EXERCISE REQUIREMENTS -> Copy each line of the data below with the word "listeners".

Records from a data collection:
__________

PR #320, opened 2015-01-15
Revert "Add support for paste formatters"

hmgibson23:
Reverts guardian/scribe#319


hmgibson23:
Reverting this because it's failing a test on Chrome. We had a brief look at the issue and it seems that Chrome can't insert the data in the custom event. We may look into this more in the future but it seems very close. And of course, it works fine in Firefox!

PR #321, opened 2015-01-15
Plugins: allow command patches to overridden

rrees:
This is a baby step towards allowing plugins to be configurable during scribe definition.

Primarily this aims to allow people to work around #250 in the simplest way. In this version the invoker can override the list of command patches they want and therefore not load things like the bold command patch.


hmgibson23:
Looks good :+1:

__________

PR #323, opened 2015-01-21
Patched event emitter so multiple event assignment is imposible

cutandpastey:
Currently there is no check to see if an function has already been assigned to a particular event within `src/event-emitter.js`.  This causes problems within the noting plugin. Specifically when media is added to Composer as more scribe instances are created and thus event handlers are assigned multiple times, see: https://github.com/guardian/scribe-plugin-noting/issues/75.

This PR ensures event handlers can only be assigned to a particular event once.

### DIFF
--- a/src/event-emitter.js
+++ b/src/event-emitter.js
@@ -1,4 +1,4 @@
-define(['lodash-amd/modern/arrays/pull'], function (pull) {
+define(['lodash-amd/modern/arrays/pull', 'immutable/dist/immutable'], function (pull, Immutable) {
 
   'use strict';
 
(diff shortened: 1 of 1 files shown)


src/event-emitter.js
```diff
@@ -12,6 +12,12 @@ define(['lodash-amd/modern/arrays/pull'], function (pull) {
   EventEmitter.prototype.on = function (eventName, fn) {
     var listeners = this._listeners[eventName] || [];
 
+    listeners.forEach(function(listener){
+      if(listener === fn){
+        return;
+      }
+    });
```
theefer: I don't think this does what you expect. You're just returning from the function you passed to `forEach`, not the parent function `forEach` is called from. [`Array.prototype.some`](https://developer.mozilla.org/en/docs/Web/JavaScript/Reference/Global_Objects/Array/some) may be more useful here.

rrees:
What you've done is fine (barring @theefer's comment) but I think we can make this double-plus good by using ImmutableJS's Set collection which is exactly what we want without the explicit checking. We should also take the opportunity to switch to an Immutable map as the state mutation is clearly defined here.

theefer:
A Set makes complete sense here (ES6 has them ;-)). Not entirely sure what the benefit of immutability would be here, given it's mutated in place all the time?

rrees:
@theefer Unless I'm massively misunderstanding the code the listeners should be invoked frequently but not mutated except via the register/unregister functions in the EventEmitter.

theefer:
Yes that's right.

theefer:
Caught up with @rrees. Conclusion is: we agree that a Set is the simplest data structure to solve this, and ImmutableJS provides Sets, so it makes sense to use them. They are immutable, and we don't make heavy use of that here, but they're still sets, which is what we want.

__________

RESPONSE TO THIS EXERCISE ->
     var listeners = this._listeners[eventName] || [];
+    listeners.forEach(function(listener){
@theefer Unless I'm massively misunderstanding the code the listeners should be invoked frequently but not mutated except via the register/unregister functions in the EventEmitter.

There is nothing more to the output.